____ INFORMATION PROVIDED
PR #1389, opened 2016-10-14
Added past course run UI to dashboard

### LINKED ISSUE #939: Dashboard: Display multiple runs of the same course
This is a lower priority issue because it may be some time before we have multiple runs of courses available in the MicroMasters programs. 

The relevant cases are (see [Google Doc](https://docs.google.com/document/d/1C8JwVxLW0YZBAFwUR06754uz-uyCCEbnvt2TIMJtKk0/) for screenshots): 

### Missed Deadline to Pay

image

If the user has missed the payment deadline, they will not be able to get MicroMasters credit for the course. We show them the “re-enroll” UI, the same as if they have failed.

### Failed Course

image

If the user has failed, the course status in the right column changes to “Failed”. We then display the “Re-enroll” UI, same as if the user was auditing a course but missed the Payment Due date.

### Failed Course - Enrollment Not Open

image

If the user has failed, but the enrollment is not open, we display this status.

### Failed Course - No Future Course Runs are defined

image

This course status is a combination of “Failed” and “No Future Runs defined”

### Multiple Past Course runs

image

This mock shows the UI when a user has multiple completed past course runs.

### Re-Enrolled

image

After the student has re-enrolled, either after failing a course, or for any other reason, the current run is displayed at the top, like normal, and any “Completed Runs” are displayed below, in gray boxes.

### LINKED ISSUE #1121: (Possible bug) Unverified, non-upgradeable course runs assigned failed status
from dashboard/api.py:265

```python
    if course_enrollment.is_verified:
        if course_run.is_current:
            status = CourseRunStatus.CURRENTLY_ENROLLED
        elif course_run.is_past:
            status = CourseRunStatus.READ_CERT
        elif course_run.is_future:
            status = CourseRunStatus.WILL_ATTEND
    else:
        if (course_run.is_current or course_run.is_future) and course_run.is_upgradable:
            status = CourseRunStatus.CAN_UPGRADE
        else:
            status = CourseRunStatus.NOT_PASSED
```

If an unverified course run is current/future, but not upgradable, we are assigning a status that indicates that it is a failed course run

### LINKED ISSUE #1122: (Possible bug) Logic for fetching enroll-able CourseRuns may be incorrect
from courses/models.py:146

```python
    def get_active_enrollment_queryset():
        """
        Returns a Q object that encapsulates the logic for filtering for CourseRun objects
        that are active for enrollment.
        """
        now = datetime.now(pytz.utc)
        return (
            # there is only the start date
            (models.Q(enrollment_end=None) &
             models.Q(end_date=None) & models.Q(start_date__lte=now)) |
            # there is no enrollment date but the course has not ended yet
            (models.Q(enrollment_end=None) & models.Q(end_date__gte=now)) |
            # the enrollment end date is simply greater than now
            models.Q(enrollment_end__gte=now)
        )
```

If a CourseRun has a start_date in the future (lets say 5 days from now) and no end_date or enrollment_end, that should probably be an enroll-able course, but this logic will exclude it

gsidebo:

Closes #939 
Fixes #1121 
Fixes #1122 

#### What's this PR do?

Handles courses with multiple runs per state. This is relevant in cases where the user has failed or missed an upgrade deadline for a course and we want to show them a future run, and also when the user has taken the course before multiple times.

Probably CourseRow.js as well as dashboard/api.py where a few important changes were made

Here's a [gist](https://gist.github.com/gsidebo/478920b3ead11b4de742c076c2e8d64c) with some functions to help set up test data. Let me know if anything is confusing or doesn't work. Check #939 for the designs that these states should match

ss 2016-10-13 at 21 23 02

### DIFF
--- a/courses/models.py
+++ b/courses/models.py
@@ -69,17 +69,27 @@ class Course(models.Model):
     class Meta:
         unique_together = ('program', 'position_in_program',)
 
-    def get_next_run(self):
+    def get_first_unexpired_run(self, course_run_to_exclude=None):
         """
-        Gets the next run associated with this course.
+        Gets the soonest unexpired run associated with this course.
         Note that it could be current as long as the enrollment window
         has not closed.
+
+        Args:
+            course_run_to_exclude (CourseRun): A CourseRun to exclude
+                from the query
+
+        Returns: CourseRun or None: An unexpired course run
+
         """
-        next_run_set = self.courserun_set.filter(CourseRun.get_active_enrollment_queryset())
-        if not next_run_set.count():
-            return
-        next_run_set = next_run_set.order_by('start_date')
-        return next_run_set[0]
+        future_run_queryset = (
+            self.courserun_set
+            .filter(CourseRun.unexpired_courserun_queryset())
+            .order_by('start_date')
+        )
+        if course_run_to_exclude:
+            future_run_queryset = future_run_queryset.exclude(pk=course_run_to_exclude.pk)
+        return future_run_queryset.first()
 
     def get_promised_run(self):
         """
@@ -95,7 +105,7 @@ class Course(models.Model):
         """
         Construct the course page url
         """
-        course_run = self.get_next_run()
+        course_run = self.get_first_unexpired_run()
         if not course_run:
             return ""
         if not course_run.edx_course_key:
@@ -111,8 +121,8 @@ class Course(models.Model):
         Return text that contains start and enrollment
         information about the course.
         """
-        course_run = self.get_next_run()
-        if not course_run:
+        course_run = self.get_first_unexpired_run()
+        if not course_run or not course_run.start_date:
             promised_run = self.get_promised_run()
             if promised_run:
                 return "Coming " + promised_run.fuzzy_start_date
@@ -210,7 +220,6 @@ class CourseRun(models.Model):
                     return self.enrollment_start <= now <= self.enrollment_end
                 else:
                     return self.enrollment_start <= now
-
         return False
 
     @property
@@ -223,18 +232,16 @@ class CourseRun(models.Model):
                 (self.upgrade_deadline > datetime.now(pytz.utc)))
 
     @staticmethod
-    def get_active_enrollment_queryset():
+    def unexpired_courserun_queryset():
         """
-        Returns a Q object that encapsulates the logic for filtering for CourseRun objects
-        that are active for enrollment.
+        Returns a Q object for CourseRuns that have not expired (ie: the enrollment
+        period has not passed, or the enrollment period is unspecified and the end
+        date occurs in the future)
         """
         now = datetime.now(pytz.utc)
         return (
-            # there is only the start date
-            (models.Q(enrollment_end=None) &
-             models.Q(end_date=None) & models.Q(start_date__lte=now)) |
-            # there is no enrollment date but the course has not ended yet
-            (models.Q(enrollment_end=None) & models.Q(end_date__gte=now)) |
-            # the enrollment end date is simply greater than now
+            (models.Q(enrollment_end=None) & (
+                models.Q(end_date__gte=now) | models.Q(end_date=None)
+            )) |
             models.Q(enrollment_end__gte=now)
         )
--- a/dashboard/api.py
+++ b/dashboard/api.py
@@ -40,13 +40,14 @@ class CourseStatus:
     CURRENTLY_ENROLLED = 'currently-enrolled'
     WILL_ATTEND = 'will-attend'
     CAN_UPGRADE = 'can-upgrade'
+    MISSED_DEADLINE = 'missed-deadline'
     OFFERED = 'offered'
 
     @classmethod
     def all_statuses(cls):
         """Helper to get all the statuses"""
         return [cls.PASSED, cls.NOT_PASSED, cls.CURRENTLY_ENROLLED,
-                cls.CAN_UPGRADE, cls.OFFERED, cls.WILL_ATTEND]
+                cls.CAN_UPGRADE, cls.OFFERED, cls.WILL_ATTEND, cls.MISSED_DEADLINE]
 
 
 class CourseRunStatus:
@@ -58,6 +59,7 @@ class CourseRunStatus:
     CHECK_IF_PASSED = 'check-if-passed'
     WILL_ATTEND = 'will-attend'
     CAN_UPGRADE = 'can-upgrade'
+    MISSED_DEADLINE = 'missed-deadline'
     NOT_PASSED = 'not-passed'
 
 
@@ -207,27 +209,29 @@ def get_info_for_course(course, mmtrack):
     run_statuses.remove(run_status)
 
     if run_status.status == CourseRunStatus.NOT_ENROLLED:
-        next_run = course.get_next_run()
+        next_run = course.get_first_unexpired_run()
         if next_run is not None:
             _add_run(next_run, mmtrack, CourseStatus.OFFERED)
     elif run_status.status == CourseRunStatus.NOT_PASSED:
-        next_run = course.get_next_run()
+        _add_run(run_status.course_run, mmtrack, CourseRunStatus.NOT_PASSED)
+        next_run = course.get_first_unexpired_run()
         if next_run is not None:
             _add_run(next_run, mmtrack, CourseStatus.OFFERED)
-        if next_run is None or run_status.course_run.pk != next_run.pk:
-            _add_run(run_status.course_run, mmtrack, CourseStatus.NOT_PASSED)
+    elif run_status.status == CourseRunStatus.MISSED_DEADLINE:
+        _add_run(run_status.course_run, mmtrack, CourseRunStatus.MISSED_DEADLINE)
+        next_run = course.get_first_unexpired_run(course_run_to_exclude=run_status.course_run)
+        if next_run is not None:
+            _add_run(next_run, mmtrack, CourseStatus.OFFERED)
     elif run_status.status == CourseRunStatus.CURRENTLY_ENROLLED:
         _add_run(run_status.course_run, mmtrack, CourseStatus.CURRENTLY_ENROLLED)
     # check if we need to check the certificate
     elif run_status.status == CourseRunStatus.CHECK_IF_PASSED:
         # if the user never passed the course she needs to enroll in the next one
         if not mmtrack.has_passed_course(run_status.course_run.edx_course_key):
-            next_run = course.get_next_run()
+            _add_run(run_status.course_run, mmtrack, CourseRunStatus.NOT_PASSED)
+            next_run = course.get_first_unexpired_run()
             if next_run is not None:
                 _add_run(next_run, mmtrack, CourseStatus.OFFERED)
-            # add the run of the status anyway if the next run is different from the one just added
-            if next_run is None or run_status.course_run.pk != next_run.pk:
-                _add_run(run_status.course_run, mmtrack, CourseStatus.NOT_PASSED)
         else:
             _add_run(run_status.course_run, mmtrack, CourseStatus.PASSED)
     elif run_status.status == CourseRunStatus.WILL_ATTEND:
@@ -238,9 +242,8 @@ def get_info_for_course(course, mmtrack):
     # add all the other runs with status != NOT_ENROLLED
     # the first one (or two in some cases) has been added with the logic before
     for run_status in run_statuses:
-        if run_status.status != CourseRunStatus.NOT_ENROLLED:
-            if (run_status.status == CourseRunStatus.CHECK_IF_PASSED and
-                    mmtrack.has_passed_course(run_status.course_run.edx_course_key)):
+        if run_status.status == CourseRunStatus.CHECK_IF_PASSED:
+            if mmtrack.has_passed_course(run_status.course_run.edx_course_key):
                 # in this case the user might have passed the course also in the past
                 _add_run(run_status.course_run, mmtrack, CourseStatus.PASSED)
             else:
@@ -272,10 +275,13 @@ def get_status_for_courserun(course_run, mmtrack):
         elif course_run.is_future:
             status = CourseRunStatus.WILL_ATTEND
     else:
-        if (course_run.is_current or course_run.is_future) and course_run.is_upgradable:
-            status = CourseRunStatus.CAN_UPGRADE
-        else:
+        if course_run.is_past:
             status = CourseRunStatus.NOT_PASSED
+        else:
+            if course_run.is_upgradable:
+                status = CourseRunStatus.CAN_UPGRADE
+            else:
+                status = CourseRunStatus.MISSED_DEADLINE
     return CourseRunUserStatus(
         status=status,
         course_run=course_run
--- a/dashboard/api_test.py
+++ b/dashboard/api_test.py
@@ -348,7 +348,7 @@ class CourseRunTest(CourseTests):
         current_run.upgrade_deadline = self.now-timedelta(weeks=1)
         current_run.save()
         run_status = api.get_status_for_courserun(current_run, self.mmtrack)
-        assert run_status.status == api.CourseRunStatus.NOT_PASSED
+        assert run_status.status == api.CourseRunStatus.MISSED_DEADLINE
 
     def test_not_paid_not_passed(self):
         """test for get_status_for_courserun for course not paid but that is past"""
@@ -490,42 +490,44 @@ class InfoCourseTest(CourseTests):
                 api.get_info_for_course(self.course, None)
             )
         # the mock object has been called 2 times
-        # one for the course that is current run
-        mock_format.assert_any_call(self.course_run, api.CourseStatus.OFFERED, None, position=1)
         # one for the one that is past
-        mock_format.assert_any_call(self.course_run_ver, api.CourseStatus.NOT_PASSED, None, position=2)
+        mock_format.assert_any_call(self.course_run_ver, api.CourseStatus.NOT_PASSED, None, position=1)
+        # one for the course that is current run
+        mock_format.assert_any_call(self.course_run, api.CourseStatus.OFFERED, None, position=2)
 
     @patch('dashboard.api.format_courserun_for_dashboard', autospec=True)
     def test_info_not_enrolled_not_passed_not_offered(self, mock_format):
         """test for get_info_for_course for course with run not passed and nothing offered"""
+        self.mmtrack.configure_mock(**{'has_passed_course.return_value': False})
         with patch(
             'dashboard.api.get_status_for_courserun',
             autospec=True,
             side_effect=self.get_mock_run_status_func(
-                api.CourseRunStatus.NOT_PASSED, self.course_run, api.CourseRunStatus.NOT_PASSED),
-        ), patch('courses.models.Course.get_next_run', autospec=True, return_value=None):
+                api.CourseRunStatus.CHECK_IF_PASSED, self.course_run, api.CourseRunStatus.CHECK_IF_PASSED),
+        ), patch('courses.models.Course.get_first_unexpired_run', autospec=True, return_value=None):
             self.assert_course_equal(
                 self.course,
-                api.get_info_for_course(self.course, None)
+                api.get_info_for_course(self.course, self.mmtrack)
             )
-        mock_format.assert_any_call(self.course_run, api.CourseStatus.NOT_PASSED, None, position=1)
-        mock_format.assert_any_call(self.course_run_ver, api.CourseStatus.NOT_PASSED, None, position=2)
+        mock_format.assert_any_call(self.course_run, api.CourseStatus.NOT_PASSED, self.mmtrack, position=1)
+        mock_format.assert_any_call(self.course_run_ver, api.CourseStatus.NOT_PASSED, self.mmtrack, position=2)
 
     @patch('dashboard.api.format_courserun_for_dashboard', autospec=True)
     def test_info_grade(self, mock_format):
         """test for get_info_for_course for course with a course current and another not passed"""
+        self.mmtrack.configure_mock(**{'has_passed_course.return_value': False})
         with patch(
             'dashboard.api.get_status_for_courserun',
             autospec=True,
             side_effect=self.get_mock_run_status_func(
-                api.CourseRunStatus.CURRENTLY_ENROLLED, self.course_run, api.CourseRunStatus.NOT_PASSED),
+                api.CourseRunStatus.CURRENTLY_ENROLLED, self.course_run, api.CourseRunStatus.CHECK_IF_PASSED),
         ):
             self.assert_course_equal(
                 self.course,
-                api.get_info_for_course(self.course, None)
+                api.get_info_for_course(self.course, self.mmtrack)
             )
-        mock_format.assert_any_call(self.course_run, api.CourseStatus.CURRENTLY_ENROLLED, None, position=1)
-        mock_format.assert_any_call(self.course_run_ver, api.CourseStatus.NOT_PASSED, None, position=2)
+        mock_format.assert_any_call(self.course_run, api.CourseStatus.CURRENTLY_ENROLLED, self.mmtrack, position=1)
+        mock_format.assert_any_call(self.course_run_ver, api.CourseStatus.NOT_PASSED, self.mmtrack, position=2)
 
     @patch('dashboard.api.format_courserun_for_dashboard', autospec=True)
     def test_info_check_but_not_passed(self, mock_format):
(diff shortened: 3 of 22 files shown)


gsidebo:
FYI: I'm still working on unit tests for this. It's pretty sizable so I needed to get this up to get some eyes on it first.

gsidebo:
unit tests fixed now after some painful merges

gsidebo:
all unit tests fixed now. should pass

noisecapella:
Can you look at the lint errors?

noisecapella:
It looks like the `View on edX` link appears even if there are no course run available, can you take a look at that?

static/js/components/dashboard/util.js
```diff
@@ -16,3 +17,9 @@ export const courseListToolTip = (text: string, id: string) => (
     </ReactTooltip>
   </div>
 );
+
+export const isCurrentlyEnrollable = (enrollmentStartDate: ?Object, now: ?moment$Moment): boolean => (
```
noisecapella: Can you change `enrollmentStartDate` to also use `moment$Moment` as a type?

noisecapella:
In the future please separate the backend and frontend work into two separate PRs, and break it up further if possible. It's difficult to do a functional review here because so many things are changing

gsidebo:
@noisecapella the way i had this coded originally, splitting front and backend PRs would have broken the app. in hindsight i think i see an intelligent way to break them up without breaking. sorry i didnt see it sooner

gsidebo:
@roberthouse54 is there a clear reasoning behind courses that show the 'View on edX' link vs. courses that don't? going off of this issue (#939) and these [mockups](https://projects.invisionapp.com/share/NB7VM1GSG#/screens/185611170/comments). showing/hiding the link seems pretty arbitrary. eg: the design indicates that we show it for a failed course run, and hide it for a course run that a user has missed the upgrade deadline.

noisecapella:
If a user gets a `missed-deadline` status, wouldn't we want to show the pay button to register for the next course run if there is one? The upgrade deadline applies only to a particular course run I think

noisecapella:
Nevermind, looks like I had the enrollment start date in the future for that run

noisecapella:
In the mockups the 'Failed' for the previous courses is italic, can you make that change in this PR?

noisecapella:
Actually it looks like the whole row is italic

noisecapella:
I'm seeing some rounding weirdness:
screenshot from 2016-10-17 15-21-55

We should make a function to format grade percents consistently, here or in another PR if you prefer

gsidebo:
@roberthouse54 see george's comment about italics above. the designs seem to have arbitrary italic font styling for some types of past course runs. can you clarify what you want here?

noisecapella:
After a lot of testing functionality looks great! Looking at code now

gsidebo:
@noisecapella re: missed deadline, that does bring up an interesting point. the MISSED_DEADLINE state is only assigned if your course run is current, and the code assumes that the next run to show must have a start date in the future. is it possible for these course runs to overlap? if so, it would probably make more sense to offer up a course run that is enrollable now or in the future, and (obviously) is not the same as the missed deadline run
________
WORK ITEM: For the records above, state how many lines include the string "been", giving the number and nothing else.

ANSWER: 2